運動しない人がプロテインを摂ると太るというのであれば、HP3とHP6グループにおいて体重 or 体脂肪率 or 筋肉量にネガティブな影響が出るはずですよね。
要するに…
運動しない人がプロテインを摂ると太るって事は間違いです。
イヤ、もちろん食事を変えずにプロテインを追加して飲めばその分のカロリーが追加されて体重が増える可能性が出るというのは正しいです。

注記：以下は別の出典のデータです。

PR #243, opened 2023-07-25
fix: Adjust AFK behavior

### LINKED ISSUE #242: Player interactions are weird and unintuitive when one or both players are away from the active tab

kanyesthaker:
### Description of Changes
SpaceBar behaves very oddly when a player is away from their visible tab. Browser tabs will pause rendering for tabs not in focus, which messes with the render loop. Furthermore, this PR makes it so that players will spawn in a reasonable location with reasonable animations even if there is no input coming from the peer due to them being AFK.

### Link to Issue
closes #242 

### Testing Procedure
Will need to test live


src/scene/players/UserPlayerEntity.tsx
```diff
@@ -177,15 +175,29 @@ UserPlayerEntityProps) => {
...
 
   // Update movement vectors based on camera location
-  let tickDelta = 0;
-  const cameraAngle = new Quaternion();
-  const playerDirectionUnitVector = new Vector3();
-  const playerControlsVelocity = new Vector3();
-  const collisionDisplacementVector = new Vector3();
   useFrame((_, delta) => {
+    // If the frame delta is > 500ms, do not execute the logic below (useful when coming out of pause)
+    if (delta > 500) {
```
shalins, line 198: note: this will also trigger if the frame rate drops significantly. just double check that this is still want we want in that case? if not, increase the delta

src/scene/players/PeerPlayerEntity.tsx
```diff
@@ -119,24 +128,19 @@ const PeerPlayerEntity = ({
 
     if (position) {
       nextFramePosition.fromArray(Object.values(position));
-      playerVisualMesh.current.position.copy(nextFramePosition);
-      playerCollisionMesh.current.position.copy(nextFramePosition);
-      model.current.position.copy(nextFramePosition);
-      // Refit the collider boundsTree
-      playerCollisionMesh.current.geometry.boundsTree?.refit();
```
shalins, line 126: why was this code removed? it's not super clear to me why we no longer need this

src/scene/players/UserPlayerEntity.tsx
shalins: it would be useful to clarify why 500 was chosen and maybe define it as a constant

src/scene/players/PeerPlayerEntity.tsx
```diff
@@ -103,7 +112,7 @@ const PeerPlayerEntity = ({
 
   // On each frame, update the position of both the visual and collider mesh
   const offset = new Vector3();
-  const nextFramePosition = new Vector3();
+  const nextFramePosition = new Vector3(0, PlayerConstants.playerHeight, 0);
```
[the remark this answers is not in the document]
kanyesthaker: good point

src/scene/players/UserPlayerEntity.tsx
```diff
@@ -177,15 +175,29 @@ UserPlayerEntityProps) => {
     camera.add(listener.current);
   }
 
+  // Halt all movement if the tab is not in focus
+  window.addEventListener('blur', () => {
+    log.debug('Movement halted since tab is out of focus');
+    isMovingForward = false;
+    isMovingLeft = false;
+    isMovingBackward = false;
+    isMovingRight = false;
```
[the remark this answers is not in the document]
kanyesthaker: what do you mean by mutual exclusivity? A player can be moving in multiple directions simultaneously

src/scene/players/UserPlayerEntity.tsx
kanyesthaker: 500 is arbitrary. Frame rate dropping under 2FPS would be pretty devastating regardless, but I can bump this up to 2s so it won't be coupled w/ frame rate drops. Will make constant

src/scene/players/PeerPlayerEntity.tsx
kanyesthaker: just moved outside the if statement so it works reliably even when a player is on another tab (otherwise it is reset back to zero, this more or less "caches" the player's last seen position). The boundstree refit is only important if the base geometry morphs, which it does not.

shalins: Yeah I get that, I should've specified I meant the `refit` function.

src/scene/players/UserPlayerEntity.tsx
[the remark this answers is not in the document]
shalins: I guess we can keep for now, but 4 bools makes it also easy for state to get incorrect -> isMovingForward == true and isMovingBackward == true. Enums are variants are by definition mutually exclusive, so things that should never be set together aren't. How I'd write this would probably be with 2 enums, each with the variants that should be mutually exclusive to keep the code definitions precise. However I'll leave it up to you.

src/scene/players/PeerPlayerEntity.tsx
```diff
@@ -55,6 +55,10 @@ const PeerPlayerEntity = ({
   const playerVisualMesh = useRef<Mesh>(new Mesh());
   const playerCollisionMesh = useRef<Mesh>(new Mesh());
 
+  playerVisualMesh.current.position.setComponent(
+    1,
+    PlayerConstants.playerHeight,
+  );
```
shalins, line 61: nit: imo doing a setComponent and just updating the y-component feels a bit weird to me. Can we maybe switch to just doing `playerCollisionMesh.current.position.copy(PlayerConstants.playerSpawnPosition)`?

src/common/constants.ts
```diff
@@ -117,14 +117,18 @@ export abstract class SkyboxImages {
...
 
-  static readonly playerSpawnPosition: [number, number, number] = [0, 3, 0];
-
   static readonly movementSpeed = 5;
 
   static readonly jumpSpeed = 6;
 
   static readonly playerHeight = 2;
 
+  static readonly playerSpawnPosition: [number, number, number] = [
```
shalins, line 126:
```suggestion
  static readonly height = 2;

  static readonly spawnPosition: [number, number, number] = [
```

more clean imo to do PlayerConstants.spawnPosition -- no need for player twice. applies everywhere

shalins, line 126: why not just save this as a Vector3? if the reasoning is bc it requires an import, i actually think we should import it since i think "casting" it to a Vec3 everywhere it's used is uglier and also sorta defeats the point of a ready-to-use constant

src/common/constants.ts
```diff
@@ -140,6 +144,8 @@ export abstract class PlayerConstants {
   );
 
   static readonly playerIdleAnimationMagnitude = 30;
+
+  static readonly playerPhysicsTimeout = 2000;
```
shalins, line 148:
```suggestion
  static readonly playerPhysicsTimeout = 2000; // milliseconds
```

src/scene/players/UserPlayerEntity.tsx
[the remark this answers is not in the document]
kanyesthaker: I think it's ok for isMovingForward to be true and isMovingBackward to both be true, and have the net movement be zero. I think this is a pretty common pattern that you'll see in a lot of online games as well, or games that use the arrow keys (I actually installed minecraft just to check this, and that's how minecraft works. Shell shockers works the same way. Console games don't do this because a joystick is strictly mutually exclusive, with far more than 4 possible states).

src/common/constants.ts
kanyesthaker: Sure, we can. The purpose behind avoiding the import isn't for ugliness/cleanliness, it's more for safety (if Threejs changes how the initialize Vector3, the _constants_ file shouldn't be the one impacted). I don't think it makes a difference in this example, or because our codebase is so small. But I think it's a good general principle to keep in mind -- if we change from Threejs to some other framework, a triplet to describe space coordinates will still exist, but the Vector3 class may not. Somewhat similar to this http://blog.cleancoder.com/uncle-bob/2012/08/13/the-clean-architecture.html

kanyesthaker: Good point. I can change this universally

src/scene/players/PeerPlayerEntity.tsx
kanyesthaker: sure, this is more consistent

src/scene/players/UserPlayerEntity.tsx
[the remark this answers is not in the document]
kanyesthaker: I also wonder what the interaction would be otherwise. Forward + Left = Forward-Left, Forward + Right = Forward-Right, Backward + Left = Backward-Left, Backward + Right = Backward-Right -- But would Forward+Backward keep going Forward? Or would it switch to backward? Either way, it breaks the pattern of movement directions adding up, and it could feel like certain movement keys are being disabled at random. I think the movement cancelling out is a more intuitive behavior. If we're curious about this, I'm happy to prototype on a test branch and learn from doing

src/common/constants.ts
kanyesthaker: Actually, I take that back -- I don't think it's safe to do this here. Right now, it could be OK because these values are read-only, and we copy them into a new Vector3 object every time they are used (we have to, because they are primitives). However, say we change it to a Vector3 object.

Suppose (this is actually pretty likely) we change the spawn position based on how many peers are in the room so that peers don't spawn on top of each other. If it's a Vector3, we might be inclined to use the spawnPosition object directly, or modify its values (making it static readonly does not prevent this). But doing so would impact all logic that depends on spawnPosition.

The only way around that would be to always use `const thisComponentSpawnPosition = new Vector3().copy(PlayerConstants.spawnPosition)` which is more difficult to reason about imo than instantiating the Vector3 with the primitive array directly.

shalins (approved):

しかしそれは運動をしていてもしていなくても同じです。
それはプロテインを飲んだから太ったのではなくて
摂取カロリーが消費カロリーを上回ったから太ったのです。
ですからきちんと摂取カロリーをコントロールしてその中でタンパク質を摂る割合を高める事で体の中身には良い影響が出るでしょう。
まとめ
- 高タンパク質の食事は体の中を良くしてくれる可能性がある
- 運動してない人がプロテインを使っても太るとは限らない
- カロリーをきちんとコントロールすればプロテインは効果的
最も大事なのがカロリーです。このカロリーをきちんとコントロールした上でタンパク質の摂取比率を高めていく事でダイエットにおいて非常に大きな利益を受ける事ができます。
心配せずに上手にプロテインを使っていきましょう。